European digital sovereignty: when we need to act with courage | Opinion

Our digital sovereignty is vital. Social networks, e-commerce, artificial intelligence (AI) assistants… Every day we spend an average of four to five hours in this information space through our mobile phones and other screens. It is essential to organize, structure and regulate it. Europe has already got to work. Between 2022 and 2024, our digital laws were approved by an overwhelming majority of deputies and unanimously by member states. The DSA (social networks), the DMA (digital markets), the Data Act and the Artificial Intelligence (AI) Act constitute the common basis for the protection of our children, our fellow citizens, our businesses and our democracies against all kinds of abuse in the information space. These four great laws reflect our fundamental values ​​and the principles of our rule of law.

Today this legal framework is the most advanced in the world. Europe can be proud of this. Our immense digital marketplace is open to everyone. But actors who want to benefit from it must respect our conditions. We are not afraid of displeasure: if the laws are not respected there is no access to the market. This is the norm with our large partners. Is the United States or China refusing to enforce their laws to please us? We apply ours quickly. This must be the first expression of European digital sovereignty.

United States, China, Russia, Europe… The new state digital empires are distinguished by their divergent visions and strategies of information space, which reflect their values, their sovereignty priorities and their relationship with the market and the State. The American model is based on the primacy of private actors and minimal regulation. This is an ultra-liberal approach, in which large companies, the GAFAM (Google, Amazon, Facebook, Apple and Microsoft), dominate cyberspace and try to impose their own rules. His vision of the world. And the dependence that this entails. In the East, the Chinese model is based on control and confinement. In cyber sovereignty, mass surveillance and the defense of local norms. In an autonomous digital infrastructure (cloud, 5G, Intelligence A) on which national champions rely (Huawei, ByteDance, Alibaba…). The State directs, monitors content and uses data as political, geopolitical and commercial leverage. For its part, Russia adopts an integrated strategic vision of information space and cyberspace, considered as an extension of the national territory. Moscow claims information sovereignty, supports multipolarity in global Internet governance, and supports strict content control in the name of national security and cohesion. Russian information warfare campaigns are, as is known, privileged tools to influence public opinion, destabilize our democracies and promote their geopolitical interests.

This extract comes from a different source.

Issue #2110, opened 2017-04-04
Invalid information in RedisMessageStore documentation


urgelacko:
According to the documentation's last sentence below it should be possible to configure the RedisMessageStore to serialize messages in Jackson: http://docs.spring.io/spring-integration/reference/html/redis.html#redis-message-store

Faced with unbridled liberalism and authoritarian dirigisme, Europe has chosen its own path. It has bet on the strength of its large internal market, with 450 million citizens. This implies having the political courage to use it without wavering in power relations. The legal arsenal of our information space aims to ensure its homogeneity, the protection of users, the transparency of agents’ actions and the preservation of the foundations of our democracies. So how can we be surprised that some are trying to undermine it, to methodically undermine the four great pillars of our digital space? Let’s not be intimidated. Let us rather give up on dismantling them (through the so-called laws bus or others) a few months after their application under the pretext that they are too complex or even anti-innovative. The transatlantic origin of these attacks fools no one. Let us not become useful fools. Preserving the integrity of our digital legal pillars at all costs, including at the geopolitical level, is, therefore, the second expression of our digital sovereignty.

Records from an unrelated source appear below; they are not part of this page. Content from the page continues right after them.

PR #2139, opened 2017-05-02
INT-4259: ACorrelationMH: WARN group reschedule

artembilan:
JIRA: https://jira.spring.io/browse/INT-4259

Since DEBUG can switched off for the application, it becomes difficult
to determine the wrong configuration for the discard flow from
the scheduler thread.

Sovereignty is built. It was not purchased. Europe, which does not have world-leading companies in the digital field, will only be able to guarantee credible and lasting sovereignty if it is able to combine ambitious regulation, massive investments, sovereign innovation, coordinated action and the valorization of talent. We need to invest in research, critical infrastructures (sovereign cloud, networks and satellites, semiconductors). Support the continental sector along the entire value chain (AI and algorithms, cybersecurity, quantum, data centers). Train and attract more and more high-level digital experts. Promote the emergence of leaders who can compete with big tech companies, which involves funding them start-upsconsolidate innovative SMEs and create native European platforms. To this end, a single capital market is a top priority to have a financial playing field comparable to that of the United States. And so that our projects do not remain prototypes or showcases, but become global standards. Autonomy also requires us to stop depending on non-European jurisdictions for our data (Patriot Act, Cloud Act…), to localize and certify our critical infrastructures, while promoting open source. Countering external pressures, developing and affirming the impermeability of our sovereign infrastructures: this must be the third expression of our digital sovereignty.